Gli atti interessati alla posta elettronica certificata possono, infatti, suddividersi nelle seguenti categorie: atti con la pubblica amministrazione, tra cui quella tributaria; atti compiuti nell’ambito di un processo civile, penale, amministrativo o tributario; atti compiuti fra soggetti di diritto privato. La domanda e la consegna, fra i contribuenti e l’amministrazione finanziaria dello Stato, di attestazioni e certificazioni, nonché l’inoltro di denunce, istanze, atti e garanzie fideiussorie, per l’esecuzione di versamenti fiscali, possono avvenire per PEC o tramite gli altri servizi telematici predisposti dall’amministrazione finanziaria (art. 38, comma 4, del D.L. n. 78 del 2010).

L’indicazione della PEC è obbligatoria negli atti d’impugnazione (appello, ricorso per revocazione), e negli atti di costituzione nel relativo giudizio. L’equiparazione della PEC alle notificazioni per mezzo della posta attribuisce al messaggio anche il requisito della «data certa» (art. 2704 cod. civ.: «la data della scrittura privata .. non … autenticata … non è certa … riguardo ai terzi, se non dal giorno in cui … si verifica un altro fatto che stabilisca in modo egualmente certo l’anteriorità della formazione del documento»). Peraltro, per effetto delle recenti disposizioni, la mancata indicazione della PEC (e del codice fiscale della parte) comporta l’aumento del contributo unificato di giustizia in misura pari alla metà.

In ambito societario si rammenta che l’art. 2366 del codice civile prevede, per le società non quotate («che non fanno ricorso al mercato del capitale di rischio»), che lo statuto può «consentire la convocazione mediante avviso comunicato ai soci con mezzi che garantiscano la prova dell’avvenuto ricevimento almeno otto giorni prima dell’assemblea». Accanto alla raccomandata postale (ma la spedizione otto giorni prima rischia di pervenire dopo la data dell’assemblea), è ovviamente ammissibile l’uso della PEC. Se lo statuto contiene simile clausola, è anche opportuno che lo stesso faccia carico ai soci di indicare il proprio indirizzo di posta elettronica certificata, da iscrivere nel libro dei soci. La disposizione, valida per la società per azioni, si può applicare alle società a responsabilità limitata, data l’equiparazione della PEC alla notificazione per posta menzionata dall’art. 2479-bis, comma 1, cc., e può essere estesa alle società non commerciali (cooperative e di mutua assicurazione).

Sanzioni

Con riferimento agli aspetti sanzionatori, l’omissione della comunicazione al Registro delle Imprese dell’indirizzo della casella PEC è assoggettata a sanzione amministrativa ai sensi dell’art. 2630 del Codice Civile, attraverso la sanzione amministrativa pecuniaria da € 206 a € 2.065 prevista, in termini generali, da chiunque essendovi tenuto per legge a causa delle funzioni rivestite in una società od in un consorzio, omette di eseguire, nei termini prescritti, denunce, comunicazioni o depositi presso il Registro delle Imprese.
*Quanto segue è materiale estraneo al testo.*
PR #64, opened 2021-08-10
Introduce rapids_export_find_package_root command

robertmaynard:
The rapids_export_find_package_root allows projects to set
proper search paths for dependencies.

This is needed when a project either installs a dependency
in a non-standard place, or when a project has extra `rapids_export`
calls to export a dependency for build/install. Both of
these use-cases occur in cudf.


robertmaynard:
@gpucibot merge

PR #65, opened 2021-08-10
rapids_export_cpm(BUILD) captures location of locally found packages

robertmaynard:
When cpm find a local package via `<project>-config.cmake` we cache that location for our users

This fixes issues where a project will find a local install in `CMAKE_INSTALL_PREFIX` but consumers won't as they have a different `CMAKE_INSTALL_PREFIX`.


robertmaynard:
Needs a test

robertmaynard:
@gpucibot merge

PR #67, opened 2021-08-13
Copyright year range now matches when rapids-cmake existed

### LINKED ISSUE #28: [BUG] Correct Copyright version ranges
**Describe the bug**
The current version range is wrong as rapids-cmake didn't exist before 2021. We should update the range to be a single value for now.

robertmaynard:
Fixes #28


ajschmidt8 (approved):

robertmaynard:
@gpucibot merge

PR #69, opened 2021-08-23
[REVIEW] FIX Install sphinxcontrib-moderncmakedomain in docs script

dillon-cullinan:
Installs the pip only package `sphinxcontrib-moderncmakedomain` using the build script. This dependency is missing in our docker images but also has no conda equivalent currently so we aren't adding it to our docs conda meta package.

If this package is ever added to conda in the future this should be removed and added to `rapids-doc-env` meta.yaml here: https://github.com/rapidsai/integration/blob/branch-21.10/conda/recipes/rapids-doc-env/meta.yaml

### DIFF
--- a/ci/docs/build.sh
+++ b/ci/docs/build.sh
@@ -28,6 +28,10 @@ gpuci_logger "Activate conda env"
 . /opt/conda/etc/profile.d/conda.sh
 conda activate rapids
 
+# Using absolute path of python executable to avoid obtaining wrong version of package
+gpuci_logger "Install pip only package"
+/opt/conda/envs/rapids/bin/python -m pip install sphinxcontrib-moderncmakedomain
+
 gpuci_logger "Check versions"
 python --version
 $CC --version


ci/docs/build.sh
```diff
@@ -28,6 +28,10 @@ gpuci_logger "Activate conda env"
 . /opt/conda/etc/profile.d/conda.sh
 conda activate rapids
 
+# Using absolute path of python executable to avoid obtaining wrong version of package
+gpuci_logger "Install pip only package"
+/opt/conda/envs/rapids/bin/python -m pip install sphinxcontrib-moderncmakedomain
```
ajschmidt8, line 33:
```suggestion
pip install sphinxcontrib-moderncmakedomain
```

any reason this can't be just `pip install...`? seems like that should be fine since the conda environment is activated a few lines above.

dillon-cullinan: `which python` in the build script was pointing to a host level python executable and not the python executable inside the `rapids` environment. It caused the install to acquire a `py3.8` version of `sphinxcontrib-moderncmakedomain` inside a `python3.7` container.

dillon-cullinan:
CI failure looks like a problem on the gpuCI side. I don't believe this repo has a `python` build, just a `gpu` build.

ajschmidt8 (approved):

robertmaynard:
@dillon-cullinan Is this ready to be merged?

dillon-cullinan:
rerun tests

dillon-cullinan:
@gpucibot merge

PR #74, opened 2021-08-31
Allow projects to override version.json information

### LINKED ISSUE #73: [FEA] Allow projects to override version.json information

When building / testing a new feature that cross cuts multiple projects, or testing new project dependencies a developer might need to use a different branch / repo for a project offered by rapids_cmake.
 
Currently to have this work you need to do the following:

- Branch rapids-cmake
- modify versions.json
- modify rapids.cmake to point to your repo and branch
- modify the consuming project to fetch from your rapids-cmake fork

This is a really high bar to deploy / verify package changes, and rapids_cmake should offer a better approach.

We need a solution that only requires changes in the consuming project.

To that end I have thought about the following methods:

Le sanzioni sono state ridotte alla metà dalla L. n. 180/2011 e pertanto la sanzione amministrativa pecuniaria va da € 103 Euro a € 1.032, con ulteriore riduzione di un terzo laddove la inadempienza fosse corretta entro trenta giorni dopo la scadenza stabilita per legge, ossia, a seguito della pubblicazione del Decreto, successivamente al 30 giugno 2012


Corte Suprema di Cassazione, Sezioni Unite – Notifica per posta

1. Il termine di dieci giorni di cui alla L. 20 novembre 1982, n. 890, art. 8, comma 4, (Notificazione di atti a mezzo posta e di comunicazioni a mezzo posta connesse con la notificazione di atti giudiziari), nel testo sostituito dall’art. 2, comma 3, lettera c), numero 3, del d.l. 14 marzo 2005, n. 35, convertito, con modificazioni, dall’art. 1, comma 1, della legge 14 maggio 2005, n. 80, entrato in vigore il 17 marzo 2005 – secondo il quale, nel caso (quale quello di specie), in cui il piego raccomandato depositato presso l’ufficio postale preposto alla consegna non sia stato ritirato dal destinatario, “La notificazione si ha per eseguita decorsi dieci giorni dalla data di spedizione della lettera raccomandata di cui al secondo comma…” – deve essere qualificato come termine  “a decorrenza successiva” e computato, secondo il criterio di cui all’art. 155, primo comma, c.p.c. escludendo il giorno iniziale (data di spedizione della lettera raccomandata di cui allo stesso art. 8, comma 2) e conteggiando quello finale;

2. Il termine di dieci giorni di cui alla L. 20 novembre 1982, n. 890, art. 8, comma 4, deve intendersi compreso fra i “termini per il compimento degli atti processuali svolti fuori dell’udienza”, di cui all’art. 155, quinto comma, c.p.c., aggiunto dall’art. 2, comma 1, lettera f) della legge 28 dicembre 2005, n. 263 entrato in vigore il 1 marzo 2006, con la conseguenza che il dies ad quem del termine medesimo, ove scadente nella giornata del sabato, é prorogato di diritto al primo giorno seguente non festivo, ai sensi del combinato disposto del quinto e del quarto comma dello stesso art. 155 c.p.c.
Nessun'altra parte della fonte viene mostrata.